Dunno if this is the correct ‘open’ thread, but I will post and hope …
1st item: Biden pardoning Hunter. Ok, does this really come as any surprise? Losing one son to brain cancer, I can very much understand Biden not wanting to lose his second to the justice system. That is what dads do, take the heat for their youngin’s. I certainly don’t agree with it, but I have a hard time saying I don’t understand it. This opened up some dangerous ground, though, for the senior Biden. Any criminal proceedings against dementia Joe vis-a-vis Burisma would naturally involve Hunter as a material witness. As I understand it, he (Hunter) would be forbidden to plead the 5th by virtue of his being pardoned. This may have just opened a very big can of whoop ass for the senior Biden.

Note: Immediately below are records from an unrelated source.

PR #352, opened 2021-04-30
[TilEm][0.0.6] New Package

timower:
Adds tilem, my port of the ti calculator emulator.
Currently only support ti84+. It should popup to download a ROM file if none is available.

### DIFF
--- a/package/tilem/package
+++ b/package/tilem/package
@@ -12,8 +12,8 @@ license=GPL-3.0
 section="utils"
 image=base:v2.1
 
-source=(https://github.com/timower/rM2-stuff/archive/refs/tags/v0.0.6.tar.gz)
-sha256sums=(ff3e5a903cb5e375a66eb0445ef107ce93823cad723b37b85ec39dff87f6c015)
+source=(https://github.com/timower/rM2-stuff/archive/8dc94a360358bf74da244beda74739663dd44741.tar.gz)
+sha256sums=(23192117d3e8bb3ddba5d909e80dea7354aa4c5e2936047ca2cb3d35e906ecc1)
 
 build() {
     mkdir build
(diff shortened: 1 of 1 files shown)


LinusCDE (changes requested):
Tested on both rM 2 and 1. On both, I get the dialog to download the ROM, but afterwards it doesn't accept any input anymore. Logs don't seem to indicate any error. Did I miss something to get it running properly?

UI seems to look fine though:

(PNG-Grafik, 1404 × 1872 Pixel) - Skaliert (46%)

timower:
I think you need to press ON

LinusCDE:
Ok, my bad. 😅 Haven't used it in a while. I actually used the TI84+ in school. And often the WabbitEmu app for Android as well.

Works on rM 2. On the rM 1 the lcd is displayed wrong and not really readable:

 &nbsp;

Oxide also doesn't officially support arguments in the `call=` of draft anymore. So a wrapper script is probably necessary for proper launcher support. It is also probably more ideal to clear the background when launching (I launched from terminal here. Not sure if some launchers automatically clear the fb).

timower:
Okay, I should've fixed the issues. I've used a commit in the package for now. If everything works I can push a new tag and update the package to use that.

I didn't use a wrapper script but just use the default path if no cmd line arg is specified. If you want to change the rom location you can create a script or provide the arg yourself.

LinusCDE:
Works great now!

Btw I don't think you don't need the [toltec license header](https://github.com/timower/rM2-stuff/blob/8dc94a360358bf74da244beda74739663dd44741/apps/tilem/draft/tilem.draft#L1) in your draft file if it is not part of the toltec-repository.

I'll guess since you want to add the tag first, I'll wait until then and approve it afterwards. :+1:

timower:
Done, yeah I should remove the license header. Technically I copy pasted it from the repo so it's still licensed by that license 😃

LinusCDE (approved):

Issue #422, opened 2019-03-26
Switch statements should have a default label


carlwilson:
There are 12 occurrences of this issue.
Why is this an issue?
Since: PMD 1.0

All switch statements should include a default option to catch any unspecified values.

Example(s):
```java
public void bar() {
    int x = 2;
    switch (x) {
      case 1: int j = 6;
      case 2: int j = 8;
      				// missing default: here
    }
}
```
A full list of occurrences on codacy can be [found here](https://app.codacy.com/app/openpreserve/jhove/issues?bid=3402463&filters=W3siaWQiOiJMYW5ndWFnZSIsInZhbHVlcyI6W251bGxdfSx7ImlkIjoiQ2F0ZWdvcnkiLCJ2YWx1ZXMiOlsiRXJyb3JQcm9uZSJdfSx7ImlkIjoiTGV2ZWwiLCJ2YWx1ZXMiOltudWxsXX0seyJpZCI6IlBhdHRlcm4iLCJ2YWx1ZXMiOls4OTFdfSx7ImlkIjoiQXV0aG9yIiwidmFsdWVzIjpbbnVsbF19XQ==)

nvanderperren:
I will clean this one now! 🚿

nvanderperren:
@carlwilson some errors in TextHandler.java of Jhove Core module: `reference to Module is ambiguous. both interface edu.harvard.hul.ois.jhove.Module in edu.harvard.hul.ois.jhove and class java.lang.Module in java.lang match`. Also errors of overridden methods that are not overriden.

Do I make a seperate issue of this? not sure if this is an important error or class...

tledoux:
Hi @nvanderperren, the errors about the ambiguous `Module` class come from the fact that you use a Java 9.0 or greater to compile Jhove. Indeed this version of Java introduced the notion of modules at the core of the language which hits the use of Module by Jhove. The easy fix is just to desambiguate using the full name each time it is refered to.

We definitively need to fix this in order to remain compatible. A separated issue will probably be better to handle it.

nvanderperren:
Ok, I create a separate issue.

Op di 22 okt. 2019 09:28 schreef tledoux <notifications@github.com>:

carlwilson:
@nvanderperren many thanks for this, the switch default clean up was on my list for this week. I can see where the issue has arisen regarding use of module but that is another issue. Thanks again.

PR #507, opened 2019-10-22
add default switch statements

nvanderperren:
tries to solve #422 
since it wasn't much, I also added `@param`, `@return`, `@throws` etc. to the Javadocs.


jhove-modules/html-hul/src/main/java/edu/harvard/hul/ois/jhove/module/HtmlModule.java
```diff
@@ -446,11 +450,7 @@ public int parse(InputStream stream, RepInfo info, int parseIndex) {
 			HtmlDocDesc docDesc = null;
 			switch (type) {
 			case HTML_3_2:
-			default:
```
carlwilson, line 449: @nvanderperren I'm missing something with this deletion? A quick explanation for the hard of understanding please.

carlwilson (commented):
I mostly wholeheartedly approve of these changes, there's one or two I halfheartedly approve of but recent PRs from others lead me to suspect I'm in a minority. Checking the appropriate style guidelines didn't strengthen my points ;).

Just the one comment inline, I suspect the problem is my understanding.

Finally I'll hold off this PR until a few earlier ones are merged. Many of the changes here are logical and I'd rather deal with conflicts in this branch / PR than others.

jhove-modules/html-hul/src/main/java/edu/harvard/hul/ois/jhove/module/HtmlModule.java
nvanderperren: the null values are not necessary because it's not used nor checked. Only the values that are assigned in the if or switch statements are used. But I was maybe a bit too eager.

nvanderperren:
Thanks @carlwilson . Next time, I'll create a new branch for the lacking Javadoc documentation and  a seperate PR for that issue.

PR #555, opened 2019-12-14
Issue554

tledoux:
Distinction between invariant and mult descriptions.

Correct tests to handle differences in locale.
Correct error message in JPEG.


carlwilson (approved):
Thanks @tledoux I'll create a new RC shortly.

Issue #559, opened 2020-01-16
JHOVE GUI fails to display TIFFMetadata properties


david-russo:
Where previously the JHOVE GUI would render the TIFFMetadata properties like so:
```
+ TIFFMetadata
  | ByteOrder: little-endian
  + IFDs
    | Number: 1
    + IFD
      | ...
```

JHOVE 1.24-RC4 now only displays:
```
+ TIFFMetadata
  | edu.harvard.hul.ois.jhove.Property@1a8922a
  | edu.harvard.hul.ois.jhove.Property@1409d1f
```

The command-line interface doesn't appear to have any trouble displaying the same properties.

Example file: https://github.com/openpreserve/jhove/blob/rel/jhove-1.22/test-root/corpora/examples/modules/TIFF-hul/AA_Banner.tif

Windows 7
JRE 1.8 x86

david-russo:
The issue also appears with certain properties in the output of other modules, such as WAVE-hul:
```
+ WAVEMetadata
  + AESAudioMetadata
  | ...
  + Samples
    + Sample
      | edu.harvard.hul.ois.jhove.Property@1aa8e0d
      | edu.harvard.hul.ois.jhove.Property@aa0f9d
      | ... 
```
https://github.com/openpreserve/jhove/blob/rel/jhove-1.22/test-root/corpora/examples/modules/WAVE-hul/8-Bit-Noise-1.wav

PR #562, opened 2020-02-07
FIX - JHOVE GUI property display issues

### LINKED ISSUE #558: JHOVE GUI fails to display info. for certain JPEG files
JHOVE 1.24-RC4 fails to display a RepInfo window in the GUI after choosing the JPEG-hul module and attempting to open certain JPEG files. The same files don't exhibit the issue in JHOVE 1.22.1. The command-line interface for 1.24-RC4 also doesn't seem to have trouble parsing the files.

Example file: https://github.com/openpreserve/jhove/blob/rel/jhove-1.22/test-root/corpora/examples/modules/JPEG-hul/20150213_140637.jpg

Windows 7
JRE 1.8 x86

carlwilson:
- added fix to `RepTreeRoot.addToNode()` that ensures `Property` elements are rendered correctly; and
- hack patch for `addArrayMembers()` to ensure that primitive `int[]`s and `long[]`s are converted to `Integer[]`s and `Long[]`s respectively.

Fixes #558 and #559

### DIFF
--- a/jhove-apps/src/main/java/edu/harvard/hul/ois/jhove/viewer/RepTreeRoot.java
+++ b/jhove-apps/src/main/java/edu/harvard/hul/ois/jhove/viewer/RepTreeRoot.java
@@ -6,6 +6,7 @@
 package edu.harvard.hul.ois.jhove.viewer;
 
 import java.text.DateFormat;
+import java.util.Arrays;
 import java.util.Date;
 import java.util.Iterator;
 import java.util.List;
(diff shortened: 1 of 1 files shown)


jhove-apps/src/main/java/edu/harvard/hul/ois/jhove/viewer/RepTreeRoot.java
```diff
@@ -438,11 +439,25 @@ private void addArrayMembers(DefaultMutableTreeNode node, Property p) {
...
 			case LONG: {
-				addToNode(node, (Long[]) pVal);
+				if (pVal instanceof long[]) {
+					Long[] vals = Arrays.stream((long[])pVal) // IntStream
+							.boxed()				// Stream<Integer>
+							.toArray(Long[]::new);
+					addToNode(node, vals);
+				} else {
+					addToNode(node, (Long[]) pVal);
+				}
```
david-russo, line 460: Might the remaining cases not also be subject to this issue, e.g. arrays of float or double primitives?

david-russo (commented):
Works for me.

Issue #573, opened 2020-04-27
Replace repeated string literals with constants.


carlwilson:
There are more than 1400 occurrences of this issue.
Why is this an issue?
Checks for multiple occurrences of the same string literal within a single file.

Rationale: Code duplication makes maintenance more difficult, so it can be better to replace the multiple occurrences with a constant.

The Java part of this article: http://rc3.org/2006/10/11/use-contants-instead-of-string-literals/ gives a clear example of how to address these issues.

You can find all occurrences of this issue [here on Codacy](https://app.codacy.com/manual/openpreserve/jhove/issues?bid=3402463&filters=W3siaWQiOiJMYW5ndWFnZSIsInZhbHVlcyI6W119LHsiaWQiOiJDYXRlZ29yeSIsInZhbHVlcyI6W119LHsiaWQiOiJMZXZlbCIsInZhbHVlcyI6W119LHsiaWQiOiJQYXR0ZXJuIiwidmFsdWVzIjpbIjE3NjAiXX0seyJpZCI6IkF1dGhvciIsInZhbHVlcyI6W119XQ==).

The purpose of the current exercise is to tidy up any repetition, sticking to Don't Repeat Yourself principles. For now, it's best to restrict ourselves to eliminating duplication in individual files, and not worry about repetition across files. There are two reasons for this:

- it's hard looking for repetition across files, and Codacy is good at locating it within them; and
- we can ignore issues of scope, that is whether a particular constant should be `public` or `private`, all constants are declared `private`.

These are all constants, so they need to be declared as such with a `final` keyword. Because they're constants there are no threading or instance issues, and it's safe to make them `static` also, so there's a single class constant rather than one for each class instance. This gives us `private static final String` as our standard declaration. Another convention is that class constants have all capital names with `_`s used to separate words, e.g. `MAX_INT` and that all static class constants should be declared at the top of the class.

MartinSpeller:
![](https://github.trello.services/images/mini-trello-icon.png) [Replace repeated string literals with constants. #573 - Assigned to deanforsmith](https://trello.com/c/QypaLciF/70-replace-repeated-string-literals-with-constants-573-assigned-to-deanforsmith)

tomokos2:
Hi, may I help with this issue at all?

carlwilson:
> Hi, may I help with this issue at all?

[...]

PR #586, opened 2020-05-05
Update ConfigHandler.java

archivist-liz:
#573

### DIFF
--- a/jhove-core/src/main/java/edu/harvard/hul/ois/jhove/ConfigHandler.java
+++ b/jhove-core/src/main/java/edu/harvard/hul/ois/jhove/ConfigHandler.java
@@ -371,7 +371,7 @@ public class ConfigHandler
                     throws SAXException, IOException {
         if (systemId.endsWith (configSchemaName)) {
             try {
-                URL resURL = this.getClass().getResource("jhoveConfig.xsd");
+                URL resURL = this.getClass().getResource(configSchemaName);
                 InputStream strm = resURL.openStream ();
                 return new InputSource (strm);
             }
--- a/jhove-core/src/main/java/edu/harvard/hul/ois/jhove/NisoImageMetadata.java
+++ b/jhove-core/src/main/java/edu/harvard/hul/ois/jhove/NisoImageMetadata.java
@@ -23,7 +23,7 @@ public class NisoImageMetadata
     /** private String constants. */
     private static final String YES = "Yes";
     private static final String NO = "No";
-    private static final String COLON = ":";
+    private static final String TIME_STEP = ":";
 
     /******************************************************************
      * PUBLIC CLASS FIELDS.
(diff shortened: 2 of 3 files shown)


jhove-core/src/main/java/edu/harvard/hul/ois/jhove/ConfigHandler.java
```diff
@@ -371,7 +371,7 @@ public InputSource resolveEntity (String publicId, String systemId)
                     throws SAXException, IOException {
         if (systemId.endsWith (configSchemaName)) {
             try {
-                URL resURL = this.getClass().getResource("jhoveConfig.xsd");
+                URL resURL = this.getClass().getResource(configSchemaName);
```
carlwilson, line 374: +1 use of existing constant :)

jhove-core/src/main/java/edu/harvard/hul/ois/jhove/NisoImageMetadata.java
```diff
@@ -20,6 +20,11 @@
 	/** Logger for this class. */
     private static final Logger LOGGER = Logger.getLogger(NisoImageMetadata.class.getCanonicalName());
 
+    /** private String constants. */
+    private static final String YES = "Yes";
+    private static final String NO = "No";
+    private static final String COLON = ":";
```
carlwilson: The definition of the constant `COLON` is a classic "matter of taste" and lacks a definitive answer in lieu of a style guide. Over the years I've taken the definitive stance of wavering on this. This [Stack Exchange question](https://stackoverflow.com/questions/33183525/does-java-define-constants-for-any-characters-such-as-space) states the case against. If it's to be a constant, I'd adopt a name that indicates its use, in this case, `TIME_SEP` perhaps?

carlwilson (changes requested):
See the inline comment, only now do I realise that I've remained true to my wavering in a single review comment, apologies. Either solution is acceptable, ping me in this issue thread or on Slack if you want to discuss anything. Thanks

jhove-core/src/main/java/edu/harvard/hul/ois/jhove/NisoImageMetadata.java
archivist-liz: OK, I got the one for the Niso Image Metadata. I'll update it, even if I get personal sophomoric enjoyment from using COLON as a constant. :) Not sure if I understand what is the issue/if there is an issue with ConfigHandler.java.

jhove-core/src/main/java/edu/harvard/hul/ois/jhove/NisoImageMetadata.java
```diff
@@ -20,6 +20,11 @@
 	/** Logger for this class. */
     private static final Logger LOGGER = Logger.getLogger(NisoImageMetadata.class.getCanonicalName());
 
+    /** private String constants. */
+    private static final String YES = "Yes";
+    private static final String NO = "No";
+    private static final String TIME_STEP = ":";
```
carlwilson: I hate to do this but I meant `TIME_SEP` sorry, short for time separator as that's effectively its use here, sorry I know I'm fussy, it's a general developer character failing and job requirement. :)

carlwilson (changes requested):
I'm sorry but it's good to get some GitHub review practise right? :)

carlwilson (approved):
:) nice one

2nd item: Trump pardoning all the so called J6 ‘offenders’. I fully expect this. As, I would imagine, do those jailed for trespassing, disrespecting Congress – not that the outgoing Congress is worthy of any – et. al. Trump would have more moral standing to do this that Joe Biden has in pardoning Hunter.
3rd item: Trump’s proposed mega (maga?) tariffs. It Trump indeed goes ahead with this stupid plan, expect his ‘honeymoon’ to end before the ink dries on the executive order. americans would see and immediate rise in the price of … well, pretty much everything. This is a dumb idea.
Lastly, expect more strife and Palestinian dead in Gaza, the West Bank and yes, in Lebanon. Nuttyahoo cannot end the war, for when he does, he would very shortly begin a likely lengthy prison sentence. He does not give a fig for any hostages, the only thing he cares about is his own worthless hide. I believe he figures that if he can indeed realize ‘greater israel’, then all will be forgiven, and israeli history would consider him a hero of zion. Regardless of any so-called plan Trump may (or may not) have to end the slaughter of the Palestinians, I doubt there will be any such end until Nuttyahoo is removed from office and placed in detention. We will see.